Look at bindings like Unions falcor or atlas or force, Rome Targa or dod, Now drive, bent metal solution. Union fixed their screw problem last year so don't worry about that.

Check out last year's models of those on sale now.


----------



## Farnaby (Oct 4, 2019)

drblast said:


> That board is most fun with stiffer, responsive bindings because it's a relatively stiff mid-wide board that wants to go straight. Malavitas are just OK on it.
> 
> Look at bindings like Unions falcor or atlas or force, Rome Targa or dod, Now drive, bent metal solution. Union fixed their screw problem last year so don't worry about that.
> 
> Check out last year's models of those on sale now.


Thank you for your advice. Didn't know the board is suited for stiff bindings, since the reviews I saw described it as an all-mountain board also suited for freestyling a bit with it, so I guessed a mid-flex binding would work well on it. Guess I was wrong :laugh2: 
Just in case, the board I was considering buying is not the wide model, but the standard one. 

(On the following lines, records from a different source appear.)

PR #227, opened 2020-12-07
Cleanup dark mode, update static files, bits and bobs

farridav:
- Cache tox dir for faster CI runs
- Try to fix github pages build failure (djangotemplate is not a valid Liquid tag)
- Add in note on how to customise CSS for browsers in dark mode
- Update adminLTE css and JS to latest
- make use of new dark-mode body CSS class in adminLTE
- fix indentation in JS code
- Add in more dark mode theme auto tweaks to UI builder
- run mypy checks during CI (needs some fixes)
- removes python 3.5 tests, as it has hit end of life already


farridav:
@TysonRV once this is in id like to get a release out, as theres already a few changes in master that need to go out ..

PR #228, opened 2020-12-07
Render fieldset name when using "single" template

bryan-brancotte:
Hi,

Thanks for the lib, it gives a nice look to the admin UI !

I encountered a small issue, fieldset names are not rendered when using single template. As a comparison, they are in vanilla Django, and also with other templates such as horizontal_tabs.

This PR add the name in a card-header when available and requested.

If anything is missing in this PR, please ping me back so I can do what is needed to make this PR mergeable.

Best regards


farridav:
Nice, I'll take a look at this first thing tomorrow, seems fine at first glance, but I'll take a look through all the change form variants .

PR #238, opened 2020-12-22
Update change_list.js

SalmanGill110:
'search-filter-mptt' class does not exist in template.  Causing filtering failure. 
Either change class in template or accept this.

### DIFF
--- a/jazzmin/static/jazzmin/js/change_list.js
+++ b/jazzmin/static/jazzmin/js/change_list.js
@@ -28,7 +28,7 @@
         //$ele.select2({ width: '100%' });
 
         // Use select2 for mptt dropdowns
-        const $mptt = $('.search-filter-mptt');
+        const $mptt = $('.search-filter');
         if ($mptt.length) {
             $mptt.search_filters();
             $mptt.select2({


farridav:
Change list mptt is there when the third party django app Mptt is used, I hadn't expected it to break when the app is not installed.


How does it break for you ?

SalmanGill110:
If you add filters to admin. Filters does not apply. 
choices variable always selects date:today as selected=true. I.e. changing values in filter drop down does not reach backend.

farridav:
I think it might be to do with this being commented out https://github.com/farridav/django-jazzmin/blob/master/jazzmin/static/jazzmin/js/change_list.js#L27

I'm not sure why that change was made, perhaps it was done by accident, I'll seenifni can get a hotfix in today, in the meantime you could put this into some custom js

```
$(document).ready(function () {
    const $ele = $('.search-filter');
    $ele.search_filters();
    $ele.select2({ width: '100%' });
});
```

I'll update this ticket once I've got a fix confirmed and shipped

SalmanGill110:
👍 makes sense..

farridav:
Closing in favour of https://github.com/farridav/django-jazzmin/pull/239

PR #239, opened 2020-12-22
Fix search filters

farridav:
- Ensure search filters are activated (Code was commented out?)
- Fix formatting on change list dropdowns (using `element` instead of `100%`)
- Fix some indentation


farridav:
Fixes: https://github.com/farridav/django-jazzmin/pull/238

Issue #195, opened 2020-10-31
Intermediate Grouping/Categorization of Menu Items


djpretzel:
Basically, I've got a "core" app with 40+ models, and I'd prefer not to break them up, but I'd also like to be able to create **arbitrary groups/categories for them in the sidebar menu**, and also have the option to insert those groupings (with dropdowns) along the top menu.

I'll look at the bindings you suggested. I hear lots of good things about Rome, except for their customer support, which is important for me since I live in Europe and don't know if it would be a problem to buy from USA brands. Good to know Union fixed the screw problem. 

Out of the ones you said, which one would be the most comfortable?


----------



## drblast (Feb 28, 2017)

That board isn't marked as a mid wide but it's definitely wider than most for its length. If you downsize on it it's great for all-mountain, but it's an aggressive board designed for going fast and straight in good snow.

I had one with Malavitas a couple of years ago and turning the board was a bit of a chore. Not noticeably bad until I put some stiff Unions on it and the board came alive and was much more fun to ride.

Rome customer service has been great to me. Targas are the most comfortable binding I've owned for the response they give.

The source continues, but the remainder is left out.